Time to Sell?
- Thaddeus McCarthy
- Apr 22, 2024
- 2 min read
Updated: Apr 23, 2024

As Investors we seem to often be asking ourselves the question of whether we should try and anticipate the next big market downturn by selling everything. But the average increase of the market over the past 100 years has shown us that we are often better off too just stay invested. In his podcast the other day, Jim Cramer said that there have only been two serious downturns in his lifetime; in 1987 and 2008. In my case it has only been 2008. I remember that the Covid-crash in 2020 was big, but the market returned to its prior levels within a few months once the vaccines were developed. What felt worse than the short lived Covid-crash was 2022, when the S&P 500 lost 18.6% In order to try prevent participating in these kind of losses you would have to sell and buy back in, which would require making two well timed decisions. Or you could buy into the market and just hold through the ups and downs. Which strategy is better, and is it even possible to time the markets correctly.

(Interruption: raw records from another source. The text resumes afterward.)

PR #13056, opened 2026-09-08
test: add regression tests for DefaultBeanContext

dstepanov:
Rebase of #12758 onto `5.2.x`, with a follow-up commit tightening the assertions. Original work by @amirdeljouyi; #12758 is superseded and closed in favour of this one.

Two tests on `DefaultBeanContext`:

* `beanKeyEqualityIncludesQualifierAndTypeArguments` — `BeanKey` identity accounts for both the qualifier and the argument's type arguments (`List<String>` is not `List<Integer>`), across all three constructors.
* `runtimeSingletonRegistrationInvalidatesLookupCachesAndResolvesNamedCollections` — a negative `containsBean` result cached before a runtime singleton is registered does not survive the registration, and the new singleton is immediately visible through direct, optional, collection, stream, map and registration lookups.

The second one has teeth: with the `containsBeanCache` purges in both `purgeCacheForBeanInstance` and `purgeCacheForBeanDefinition` removed, it fails. (Removing either one alone does not — the two paths are redundant for this scenario, so the test pins the observable contract rather than one line.)

The follow-up commit drops two `toString` assertions that re-implemented `BeanKey`'s own formula and the `equals(self)`/`equals(null)` branch padding, and compares the two `getBeanRegistrations` results by value instead of by reference so the test survives the collection cache handing out a copy.

### DIFF
--- a/test-suite/src/test/java/io/micronaut/context/DefaultBeanContextTest.java
+++ b/test-suite/src/test/java/io/micronaut/context/DefaultBeanContextTest.java
@@ -2,10 +2,21 @@ package io.micronaut.context;
 
 import io.micronaut.context.annotation.Secondary;
 import io.micronaut.context.exceptions.NonUniqueBeanException;
+import io.micronaut.core.type.Argument;
+import io.micronaut.inject.qualifiers.Qualifiers;
 import jakarta.inject.Singleton;
 import org.junit.jupiter.api.Assertions;
 import org.junit.jupiter.api.Test;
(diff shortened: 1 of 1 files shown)


dstepanov:
@amirdeljouyi Can you pls resign the CLA?

amirdeljouyi:
> @amirdeljouyi Can you pls resign the CLA?

It's done :)

graemerocher (approved):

From 1900 to 2020 world stock markets have returned 8.3% So in theory it should be pretty easy for the investor to beat the average market returns? Well not if you brought into the market near the peak in 1929, 1987 or 2008. In 2008 you would have to wait 5 years just to break-even. But hypothetically if an investor sold at the top in 2008, and brought back in near the bottom in 2009 then absolutely they could shatter the average market returns. But is this realistic? Well, if you had a crystal ball or the ability to tell the future then it is realistic. But most of us we can't tell the future. We can though, study the past. And what the past shows is that PE (price-to-earnings) Ratios over the last 100 years have been around 20, and currently they are 33.7, in the US Markets. This would suggest that the market is overvalued. By the same token though, the earnings growth rate of stocks have gradually increased over time, which in a way justifies the higher PE multiples. Market multiples used to be dominated by slow growing companies like Ford and US Steel, whereas today it is dominated by faster growing organizations like Microsoft and Nvidia.
With the current market valuations looking a bit stretched, it would be silly to not to a bit of selling and keep some cash on the sidelines. The stock markets do appear to be a bit overvalued, but there is no way of knowing really if the bull market doesn't still have a couple of years left in it. But if you trade with Hatch or Sharesies, the money that you do not have invested is held in a money market fund, which will currently yield you around 5% on your uninvested funds. This is only around a 3% opportunity cost to the 150-year market average returns of 8%. If there is a downturn on the horizon you will not regret having some money on the sidelines, particuarly if you trade with Hatch or Sharesies.